This response upsets me for two reasons. First of all, the Pope has to accept their resignations: they are “at his disposal.” His action may be the breaking news you hear by the time this is published – or not.
Second, however, is the desire “to be in greater harmony with the will of the Holy Father.” Is that all? A “collegial gesture” does not suggest reform of “the roots and structures” that the Pope was talking about:
He also said he was concerned by reports regarding “the attitude with which some of you bishops have reacted in the face of present and past events.”
This attitude, the pope said, was guided by the belief that instead of addressing the issue of sexual abuse, bishops thought that “just the removal of people would solve the problem.”
In an accompanying footnote, the pope said the bishops’ behavior could be labeled as “the Caiaphas syndrome,” referring to the high priest who condemned Jesus saying, “Better for one man to die for the people than that the whole nation perish.” (NCR)
Irony abounds: the whole nation of bishops offers to die, ecclesiastically, for the people, when the pope suggests far more change, in a somewhat humorous metaphor. Even the Irish Bishops, when similarly summoned by Benedict XVI in 2010, did not make such a self-sacrificing offer. Benedict did order an investigation of the Irish seminaries, which I will not investigate right now. (RNS)
Robert Mickens speculates on the politics of these resignations and makes the contrast I was going to make: the further irony that the Pope’s efforts at decentralization are upset by the meek submission to Vatican authority by the Chilean bishops. Mickens goes on to complain about the awkward and slow translations of two Vatican documents, one on religious life and one on the world economy.

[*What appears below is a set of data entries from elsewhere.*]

PR #5449, opened 2026-09-03
Update configurations for forms on Shesha module

micanipho:
- otp-verification
 - registration


IvanIlyichev (changes requested):
Hi @micanipho. Attached package contains forms from  internal module `Boxfusion.SheshaFunctionalTests.Common`. It shouldn't be a part of framework. It these forms are for internal testingonly they should be attached to `Boxfusion.SheshaFunctionalTests.Common`, it it's framework part they should be created under Shesha module.
PS: next time please assign me as a reviewer, not as main assignee

IvanIlyichev (approved):

PR #5531, opened 2026-09-16
fix(nuget): update local-packages path in nuget.config

micanipho:


IvanIlyichev (approved):
Hi @micanipho. This file can be safely removed.

PR #2957, opened 2024-03-19
enhance: update matching files to env names to be case insensitive

aliscott:
If we have a file called Dev.tfvars in one directory, that should be counted as the same env as dev.tfvars when we do autodetect.

I went with the approach of updating `clean` to lowercase the file name when we do the matching. This means it works across `hasEnvPrefix`, `hasEnvSuffix`, `EnvName`, and `IsEnvName`.

I think the behaviour of `CollectRootPaths` should also be okay with this, since we want to treat the env files as found if they match case insensitively too.


hugorut (approved):
lgtm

Rather, I will highlight Pope Francis’s request that the German bishops continue discussing guidelines for non-Catholic spouses receiving communion in contrast to the response of the Chilean bishops. When three-quarters of the German conference members approved a new policy, the dissenting quarter requested a Vatican clarification of the theology behind this practice. The Pope calmly (?) sent it back through the Congregation for the Doctrine of the Faith, saying “do over” or “work it out” in much fancier language: “find, in a spirit of ecclesial communion, a possibly unanimous outcome.” He calls for an adult bishops’ conference to take full responsibility for decisions in light of its unique national culture and circumstances.
May that be the case in Chile and in the United States. Grapple with the real problems of the Catholic Church; do not hide behind individual prerogative and Vatican authority; come out and say what the needs are. There will be volcanoes, for sure, if that ever happened, especially if honoring women and their vocations; but then, there would be candles lit by everyone.
One Response
The Church should start honoring the right of Christ to call women to priestly ministry. Better late than never.